• _GOAL OF THE EXERCISE_
Every word of every entry must be retyped exactly.

○ ○ ○ ○ ○

PR #650, opened 2022-09-12
feat(db)!: separate database collections into individual types (#626)

### LINKED ISSUE #594: Create structs for each of the collections in `db`
This should help avoid redundant calls like `self.db.collection::<BlockDocument>(BlockDocument::COLLECTION)`.

Only the structs required for a given query should be passed as `Extension`s to the API. That way we can easily see which API uses which collection.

○ ○ ○ ○ ○

• _SOLUTION FOR THIS PROBLEM_
PR #650, opened 2022-09-12
feat(db)!: separate database collections into individual types (#626)

### LINKED ISSUE #594: Create structs for each of the collections in `db`
This should help avoid redundant calls like `self.db.collection::<BlockDocument>(BlockDocument::COLLECTION)`.

Only the structs required for a given query should be passed as `Extension`s to the API. That way we can easily see which API uses which collection.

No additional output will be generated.